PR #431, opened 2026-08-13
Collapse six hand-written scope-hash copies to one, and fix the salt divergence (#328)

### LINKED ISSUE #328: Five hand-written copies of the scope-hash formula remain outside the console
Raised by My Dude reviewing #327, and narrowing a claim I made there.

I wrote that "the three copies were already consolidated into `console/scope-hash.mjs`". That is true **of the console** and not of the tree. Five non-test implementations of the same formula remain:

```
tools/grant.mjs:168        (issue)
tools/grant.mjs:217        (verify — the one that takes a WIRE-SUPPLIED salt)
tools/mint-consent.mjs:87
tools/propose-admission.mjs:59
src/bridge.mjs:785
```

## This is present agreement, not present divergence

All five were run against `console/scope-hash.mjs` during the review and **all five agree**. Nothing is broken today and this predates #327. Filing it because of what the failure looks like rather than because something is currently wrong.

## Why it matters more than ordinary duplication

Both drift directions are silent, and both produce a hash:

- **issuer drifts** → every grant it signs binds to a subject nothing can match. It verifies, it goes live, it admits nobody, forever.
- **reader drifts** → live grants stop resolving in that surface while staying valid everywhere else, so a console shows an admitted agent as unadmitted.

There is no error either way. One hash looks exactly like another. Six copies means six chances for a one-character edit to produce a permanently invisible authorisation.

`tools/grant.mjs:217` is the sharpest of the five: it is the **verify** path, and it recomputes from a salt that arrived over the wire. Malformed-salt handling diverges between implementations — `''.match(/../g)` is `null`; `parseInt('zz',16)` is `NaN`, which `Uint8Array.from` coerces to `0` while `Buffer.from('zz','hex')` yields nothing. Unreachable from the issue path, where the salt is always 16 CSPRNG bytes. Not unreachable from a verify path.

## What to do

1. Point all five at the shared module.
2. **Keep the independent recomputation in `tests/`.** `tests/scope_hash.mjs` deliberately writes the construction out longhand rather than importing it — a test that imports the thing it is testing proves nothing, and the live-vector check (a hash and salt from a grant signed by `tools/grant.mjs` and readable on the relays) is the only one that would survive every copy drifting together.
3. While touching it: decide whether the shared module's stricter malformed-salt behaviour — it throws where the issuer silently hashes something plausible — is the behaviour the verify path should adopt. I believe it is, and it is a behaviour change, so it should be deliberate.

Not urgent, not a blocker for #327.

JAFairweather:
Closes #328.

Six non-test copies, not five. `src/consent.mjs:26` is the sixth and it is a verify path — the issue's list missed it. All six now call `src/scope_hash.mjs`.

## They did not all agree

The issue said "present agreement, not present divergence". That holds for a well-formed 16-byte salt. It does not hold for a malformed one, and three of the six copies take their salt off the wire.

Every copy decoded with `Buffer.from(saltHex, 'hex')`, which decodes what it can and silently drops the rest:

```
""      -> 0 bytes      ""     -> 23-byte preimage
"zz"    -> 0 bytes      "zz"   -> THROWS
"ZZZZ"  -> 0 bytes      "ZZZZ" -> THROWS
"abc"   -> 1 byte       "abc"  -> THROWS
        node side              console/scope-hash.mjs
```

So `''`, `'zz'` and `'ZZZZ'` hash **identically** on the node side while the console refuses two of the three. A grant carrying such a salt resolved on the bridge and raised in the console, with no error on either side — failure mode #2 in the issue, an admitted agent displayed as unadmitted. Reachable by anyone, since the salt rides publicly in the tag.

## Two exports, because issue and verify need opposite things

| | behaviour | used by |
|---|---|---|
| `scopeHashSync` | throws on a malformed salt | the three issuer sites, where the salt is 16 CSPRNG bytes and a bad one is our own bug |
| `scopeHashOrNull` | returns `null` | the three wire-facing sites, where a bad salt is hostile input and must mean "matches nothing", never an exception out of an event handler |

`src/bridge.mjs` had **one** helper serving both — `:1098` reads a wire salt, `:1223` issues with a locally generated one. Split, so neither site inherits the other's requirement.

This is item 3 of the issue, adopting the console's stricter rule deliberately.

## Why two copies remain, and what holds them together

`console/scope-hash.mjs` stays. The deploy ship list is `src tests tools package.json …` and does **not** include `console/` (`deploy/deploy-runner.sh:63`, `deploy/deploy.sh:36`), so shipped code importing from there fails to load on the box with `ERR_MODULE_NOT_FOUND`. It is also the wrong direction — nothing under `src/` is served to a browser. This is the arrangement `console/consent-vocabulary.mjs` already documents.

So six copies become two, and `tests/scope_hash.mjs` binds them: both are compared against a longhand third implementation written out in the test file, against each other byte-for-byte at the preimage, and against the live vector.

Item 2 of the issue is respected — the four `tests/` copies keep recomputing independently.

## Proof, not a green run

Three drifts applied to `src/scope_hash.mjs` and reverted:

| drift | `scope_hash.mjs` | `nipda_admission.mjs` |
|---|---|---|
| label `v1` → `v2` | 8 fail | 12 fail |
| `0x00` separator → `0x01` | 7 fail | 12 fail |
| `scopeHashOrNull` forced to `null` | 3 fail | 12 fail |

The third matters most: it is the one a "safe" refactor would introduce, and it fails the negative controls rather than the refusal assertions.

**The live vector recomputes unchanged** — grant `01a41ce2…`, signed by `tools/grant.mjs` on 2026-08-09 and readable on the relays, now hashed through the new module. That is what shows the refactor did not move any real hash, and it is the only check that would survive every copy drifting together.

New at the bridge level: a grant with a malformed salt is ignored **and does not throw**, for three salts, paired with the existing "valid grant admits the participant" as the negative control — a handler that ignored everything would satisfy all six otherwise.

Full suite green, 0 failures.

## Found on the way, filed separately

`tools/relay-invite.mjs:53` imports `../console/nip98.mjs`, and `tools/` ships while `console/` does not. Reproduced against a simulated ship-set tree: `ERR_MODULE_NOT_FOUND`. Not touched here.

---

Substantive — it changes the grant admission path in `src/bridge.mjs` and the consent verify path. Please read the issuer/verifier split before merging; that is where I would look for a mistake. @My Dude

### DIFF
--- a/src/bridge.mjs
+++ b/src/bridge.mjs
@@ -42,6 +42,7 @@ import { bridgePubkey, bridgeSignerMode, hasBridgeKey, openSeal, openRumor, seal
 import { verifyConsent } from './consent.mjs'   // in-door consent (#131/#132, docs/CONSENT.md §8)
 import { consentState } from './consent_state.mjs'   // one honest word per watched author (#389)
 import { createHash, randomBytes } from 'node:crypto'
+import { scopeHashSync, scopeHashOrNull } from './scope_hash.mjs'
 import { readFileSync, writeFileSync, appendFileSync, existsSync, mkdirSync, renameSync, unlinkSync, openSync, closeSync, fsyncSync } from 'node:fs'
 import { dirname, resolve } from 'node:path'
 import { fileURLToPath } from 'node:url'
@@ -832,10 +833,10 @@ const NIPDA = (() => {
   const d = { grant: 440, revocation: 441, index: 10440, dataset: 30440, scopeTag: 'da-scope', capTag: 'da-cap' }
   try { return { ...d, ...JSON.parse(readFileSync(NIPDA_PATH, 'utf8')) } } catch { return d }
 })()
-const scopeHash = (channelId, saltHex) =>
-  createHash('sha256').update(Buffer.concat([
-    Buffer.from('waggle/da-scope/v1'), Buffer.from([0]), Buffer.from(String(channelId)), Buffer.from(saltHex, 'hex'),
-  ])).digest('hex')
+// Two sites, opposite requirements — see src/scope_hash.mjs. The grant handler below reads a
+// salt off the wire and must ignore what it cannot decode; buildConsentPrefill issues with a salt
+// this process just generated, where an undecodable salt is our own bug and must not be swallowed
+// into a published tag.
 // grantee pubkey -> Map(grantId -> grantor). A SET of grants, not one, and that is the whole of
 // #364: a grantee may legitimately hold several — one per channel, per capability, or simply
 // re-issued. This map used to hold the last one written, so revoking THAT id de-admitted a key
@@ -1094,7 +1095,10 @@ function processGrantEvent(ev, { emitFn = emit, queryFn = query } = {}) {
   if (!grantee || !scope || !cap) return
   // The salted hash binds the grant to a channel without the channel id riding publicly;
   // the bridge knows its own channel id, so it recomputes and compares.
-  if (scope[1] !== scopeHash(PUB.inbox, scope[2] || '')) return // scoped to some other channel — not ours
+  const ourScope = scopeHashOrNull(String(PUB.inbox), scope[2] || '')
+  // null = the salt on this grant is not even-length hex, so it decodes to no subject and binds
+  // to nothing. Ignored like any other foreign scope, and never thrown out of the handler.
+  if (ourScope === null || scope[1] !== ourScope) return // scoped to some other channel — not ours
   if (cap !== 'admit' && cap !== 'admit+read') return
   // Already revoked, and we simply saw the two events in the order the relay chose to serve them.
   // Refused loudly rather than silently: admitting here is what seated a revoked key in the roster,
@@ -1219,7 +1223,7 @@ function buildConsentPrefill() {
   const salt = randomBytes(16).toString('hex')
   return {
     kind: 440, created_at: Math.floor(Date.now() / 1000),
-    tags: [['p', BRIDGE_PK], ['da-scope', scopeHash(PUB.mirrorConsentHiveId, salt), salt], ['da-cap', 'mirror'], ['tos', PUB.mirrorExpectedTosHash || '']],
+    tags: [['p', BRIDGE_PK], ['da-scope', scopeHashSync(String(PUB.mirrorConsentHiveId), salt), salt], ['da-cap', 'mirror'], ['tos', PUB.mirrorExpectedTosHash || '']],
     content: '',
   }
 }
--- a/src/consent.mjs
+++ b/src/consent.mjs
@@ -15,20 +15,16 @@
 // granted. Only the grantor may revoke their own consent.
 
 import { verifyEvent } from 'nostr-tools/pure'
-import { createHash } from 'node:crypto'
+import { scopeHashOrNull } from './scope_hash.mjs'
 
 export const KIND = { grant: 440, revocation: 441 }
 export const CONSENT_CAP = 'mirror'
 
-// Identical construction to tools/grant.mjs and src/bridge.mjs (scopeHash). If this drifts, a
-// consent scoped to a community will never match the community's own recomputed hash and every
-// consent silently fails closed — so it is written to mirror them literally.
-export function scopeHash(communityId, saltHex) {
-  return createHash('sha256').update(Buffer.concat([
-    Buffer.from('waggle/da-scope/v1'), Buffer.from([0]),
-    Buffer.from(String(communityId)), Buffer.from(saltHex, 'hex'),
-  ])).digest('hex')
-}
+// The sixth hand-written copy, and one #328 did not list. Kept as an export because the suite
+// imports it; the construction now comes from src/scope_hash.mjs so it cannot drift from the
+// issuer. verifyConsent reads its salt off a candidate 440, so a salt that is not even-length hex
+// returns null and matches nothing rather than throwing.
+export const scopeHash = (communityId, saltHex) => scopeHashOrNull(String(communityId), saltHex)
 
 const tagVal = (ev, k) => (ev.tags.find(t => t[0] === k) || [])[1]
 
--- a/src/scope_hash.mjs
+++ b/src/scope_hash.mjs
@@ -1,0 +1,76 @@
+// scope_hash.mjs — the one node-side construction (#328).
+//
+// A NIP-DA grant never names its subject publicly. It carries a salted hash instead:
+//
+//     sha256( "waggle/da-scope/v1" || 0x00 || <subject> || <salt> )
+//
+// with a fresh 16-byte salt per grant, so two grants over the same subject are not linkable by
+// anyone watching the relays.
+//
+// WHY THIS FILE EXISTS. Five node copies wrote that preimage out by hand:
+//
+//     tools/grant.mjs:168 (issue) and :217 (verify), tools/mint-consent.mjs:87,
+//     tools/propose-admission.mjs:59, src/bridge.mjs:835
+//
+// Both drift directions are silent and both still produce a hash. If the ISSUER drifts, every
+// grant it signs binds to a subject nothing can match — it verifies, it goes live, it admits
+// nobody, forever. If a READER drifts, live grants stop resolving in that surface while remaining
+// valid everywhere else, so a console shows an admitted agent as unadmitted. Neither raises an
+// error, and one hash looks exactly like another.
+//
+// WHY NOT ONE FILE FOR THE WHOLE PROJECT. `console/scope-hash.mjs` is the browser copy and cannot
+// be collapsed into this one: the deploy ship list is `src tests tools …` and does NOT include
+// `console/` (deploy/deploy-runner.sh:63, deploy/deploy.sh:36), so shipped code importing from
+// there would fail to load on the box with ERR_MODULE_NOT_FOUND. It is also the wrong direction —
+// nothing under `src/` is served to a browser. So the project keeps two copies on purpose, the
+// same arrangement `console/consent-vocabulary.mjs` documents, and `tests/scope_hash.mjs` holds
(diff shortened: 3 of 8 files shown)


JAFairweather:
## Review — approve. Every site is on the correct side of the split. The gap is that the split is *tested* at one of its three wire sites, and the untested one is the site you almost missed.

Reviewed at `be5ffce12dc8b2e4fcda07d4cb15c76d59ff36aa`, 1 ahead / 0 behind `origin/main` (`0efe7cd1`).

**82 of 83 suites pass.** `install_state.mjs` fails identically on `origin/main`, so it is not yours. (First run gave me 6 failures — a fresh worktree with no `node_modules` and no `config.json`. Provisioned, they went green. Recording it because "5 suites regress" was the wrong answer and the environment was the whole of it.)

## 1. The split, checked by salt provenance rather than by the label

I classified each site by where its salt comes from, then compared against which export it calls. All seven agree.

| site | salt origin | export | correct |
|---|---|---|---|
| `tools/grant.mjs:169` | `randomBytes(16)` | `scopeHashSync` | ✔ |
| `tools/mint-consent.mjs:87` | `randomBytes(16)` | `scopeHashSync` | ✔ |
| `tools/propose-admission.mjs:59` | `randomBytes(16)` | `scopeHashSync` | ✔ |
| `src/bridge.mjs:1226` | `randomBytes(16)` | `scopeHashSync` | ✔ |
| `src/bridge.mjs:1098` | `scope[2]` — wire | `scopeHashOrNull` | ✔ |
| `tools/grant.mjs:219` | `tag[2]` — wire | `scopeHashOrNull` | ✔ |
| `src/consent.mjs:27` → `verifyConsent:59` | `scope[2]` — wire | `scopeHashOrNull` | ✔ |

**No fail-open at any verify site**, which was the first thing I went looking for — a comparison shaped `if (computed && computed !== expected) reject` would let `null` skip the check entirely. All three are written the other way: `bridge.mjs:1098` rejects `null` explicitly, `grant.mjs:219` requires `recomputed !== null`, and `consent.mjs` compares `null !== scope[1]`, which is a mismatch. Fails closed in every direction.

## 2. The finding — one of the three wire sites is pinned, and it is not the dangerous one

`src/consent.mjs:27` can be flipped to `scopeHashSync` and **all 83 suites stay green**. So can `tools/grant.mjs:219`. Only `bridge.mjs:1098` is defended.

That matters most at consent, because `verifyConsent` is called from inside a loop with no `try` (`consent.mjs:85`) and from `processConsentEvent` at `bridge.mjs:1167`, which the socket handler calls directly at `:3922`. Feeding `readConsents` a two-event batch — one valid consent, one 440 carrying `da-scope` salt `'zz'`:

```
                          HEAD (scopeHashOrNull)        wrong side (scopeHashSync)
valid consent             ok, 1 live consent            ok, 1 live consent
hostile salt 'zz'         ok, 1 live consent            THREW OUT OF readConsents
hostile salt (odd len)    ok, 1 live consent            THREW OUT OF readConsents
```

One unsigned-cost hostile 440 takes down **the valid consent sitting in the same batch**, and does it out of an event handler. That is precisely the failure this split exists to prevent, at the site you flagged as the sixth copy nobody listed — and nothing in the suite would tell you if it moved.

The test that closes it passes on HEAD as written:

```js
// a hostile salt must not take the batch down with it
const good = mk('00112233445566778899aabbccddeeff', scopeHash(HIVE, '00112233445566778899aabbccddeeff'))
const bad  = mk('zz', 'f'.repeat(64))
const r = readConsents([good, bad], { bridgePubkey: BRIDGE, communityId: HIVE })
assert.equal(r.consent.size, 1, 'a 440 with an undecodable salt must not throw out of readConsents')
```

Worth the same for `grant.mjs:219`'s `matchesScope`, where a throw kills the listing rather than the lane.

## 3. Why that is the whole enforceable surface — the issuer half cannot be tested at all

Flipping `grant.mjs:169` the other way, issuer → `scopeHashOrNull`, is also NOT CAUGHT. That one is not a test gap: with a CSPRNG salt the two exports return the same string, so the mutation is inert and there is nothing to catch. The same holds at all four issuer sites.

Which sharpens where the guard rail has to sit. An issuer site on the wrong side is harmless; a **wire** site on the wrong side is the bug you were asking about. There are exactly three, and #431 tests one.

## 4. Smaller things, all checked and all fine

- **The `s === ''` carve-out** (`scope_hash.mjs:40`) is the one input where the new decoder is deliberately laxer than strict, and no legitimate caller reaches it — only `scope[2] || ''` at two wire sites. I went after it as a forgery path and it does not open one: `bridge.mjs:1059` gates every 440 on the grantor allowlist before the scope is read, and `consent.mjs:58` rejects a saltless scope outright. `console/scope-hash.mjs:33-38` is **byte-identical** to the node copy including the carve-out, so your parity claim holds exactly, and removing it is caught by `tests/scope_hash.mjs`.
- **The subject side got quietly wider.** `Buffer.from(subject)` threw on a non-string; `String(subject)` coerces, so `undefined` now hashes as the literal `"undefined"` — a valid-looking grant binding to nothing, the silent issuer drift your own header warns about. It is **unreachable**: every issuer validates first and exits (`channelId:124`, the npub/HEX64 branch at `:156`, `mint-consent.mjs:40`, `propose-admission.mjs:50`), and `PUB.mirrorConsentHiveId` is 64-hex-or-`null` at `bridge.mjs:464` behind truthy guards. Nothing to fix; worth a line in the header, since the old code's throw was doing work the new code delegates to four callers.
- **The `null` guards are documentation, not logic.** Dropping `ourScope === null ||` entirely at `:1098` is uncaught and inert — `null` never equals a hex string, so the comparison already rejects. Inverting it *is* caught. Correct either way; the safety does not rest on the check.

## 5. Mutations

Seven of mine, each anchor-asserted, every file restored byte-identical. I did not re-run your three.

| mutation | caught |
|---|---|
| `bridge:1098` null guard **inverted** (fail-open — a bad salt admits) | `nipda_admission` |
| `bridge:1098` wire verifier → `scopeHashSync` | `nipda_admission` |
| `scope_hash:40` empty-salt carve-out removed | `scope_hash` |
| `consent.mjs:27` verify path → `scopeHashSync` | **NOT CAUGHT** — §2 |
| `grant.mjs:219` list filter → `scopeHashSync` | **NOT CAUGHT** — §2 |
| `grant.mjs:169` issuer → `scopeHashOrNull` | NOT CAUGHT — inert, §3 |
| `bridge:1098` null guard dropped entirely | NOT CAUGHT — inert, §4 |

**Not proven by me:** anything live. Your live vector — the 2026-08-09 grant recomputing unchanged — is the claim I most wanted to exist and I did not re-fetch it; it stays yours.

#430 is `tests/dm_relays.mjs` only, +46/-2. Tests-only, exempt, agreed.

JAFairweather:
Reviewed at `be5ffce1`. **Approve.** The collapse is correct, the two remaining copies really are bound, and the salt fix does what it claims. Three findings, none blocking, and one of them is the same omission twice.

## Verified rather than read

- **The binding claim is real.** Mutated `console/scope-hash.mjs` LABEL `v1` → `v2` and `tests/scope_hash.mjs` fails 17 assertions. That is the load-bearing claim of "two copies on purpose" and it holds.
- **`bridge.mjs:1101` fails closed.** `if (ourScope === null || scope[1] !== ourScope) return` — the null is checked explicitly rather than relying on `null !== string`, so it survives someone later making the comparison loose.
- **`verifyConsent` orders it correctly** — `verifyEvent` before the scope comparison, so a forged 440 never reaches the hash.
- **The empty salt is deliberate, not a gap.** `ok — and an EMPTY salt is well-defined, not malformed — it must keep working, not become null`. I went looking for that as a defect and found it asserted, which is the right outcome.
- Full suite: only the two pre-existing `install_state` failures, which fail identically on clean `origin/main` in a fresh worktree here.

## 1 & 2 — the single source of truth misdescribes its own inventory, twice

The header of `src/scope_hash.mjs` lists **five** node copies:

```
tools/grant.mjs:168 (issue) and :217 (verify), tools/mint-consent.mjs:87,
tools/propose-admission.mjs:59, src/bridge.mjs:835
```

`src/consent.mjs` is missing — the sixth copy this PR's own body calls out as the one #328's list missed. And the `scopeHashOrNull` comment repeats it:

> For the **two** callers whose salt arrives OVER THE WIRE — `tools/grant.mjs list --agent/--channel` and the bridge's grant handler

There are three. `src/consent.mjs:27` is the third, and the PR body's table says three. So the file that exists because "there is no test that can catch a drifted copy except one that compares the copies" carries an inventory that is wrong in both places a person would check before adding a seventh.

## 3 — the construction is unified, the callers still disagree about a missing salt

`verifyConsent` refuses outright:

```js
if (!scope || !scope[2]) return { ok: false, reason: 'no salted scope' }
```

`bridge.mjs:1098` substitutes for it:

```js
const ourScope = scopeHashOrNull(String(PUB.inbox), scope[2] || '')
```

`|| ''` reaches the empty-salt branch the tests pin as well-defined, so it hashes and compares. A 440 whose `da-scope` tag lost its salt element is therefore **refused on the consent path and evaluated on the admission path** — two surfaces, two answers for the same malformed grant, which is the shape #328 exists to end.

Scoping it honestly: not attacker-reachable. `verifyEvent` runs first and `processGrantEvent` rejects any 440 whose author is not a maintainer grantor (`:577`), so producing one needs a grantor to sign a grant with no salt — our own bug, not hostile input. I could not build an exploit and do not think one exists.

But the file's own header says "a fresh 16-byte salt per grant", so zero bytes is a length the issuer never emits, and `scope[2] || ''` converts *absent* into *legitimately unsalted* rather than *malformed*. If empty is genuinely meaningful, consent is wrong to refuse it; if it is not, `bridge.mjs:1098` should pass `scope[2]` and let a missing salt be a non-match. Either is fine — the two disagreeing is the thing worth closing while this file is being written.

===

■ **WHAT YOU NEED TO DO**:
Where does the word "simply" occur in the data? Copy every line that has it.

■ **RESULT BELOW**:
 // #364: a grantee may legitimately hold several — one per channel, per capability, or simply
   // Already revoked, and we simply saw the two events in the order the relay chose to serve them.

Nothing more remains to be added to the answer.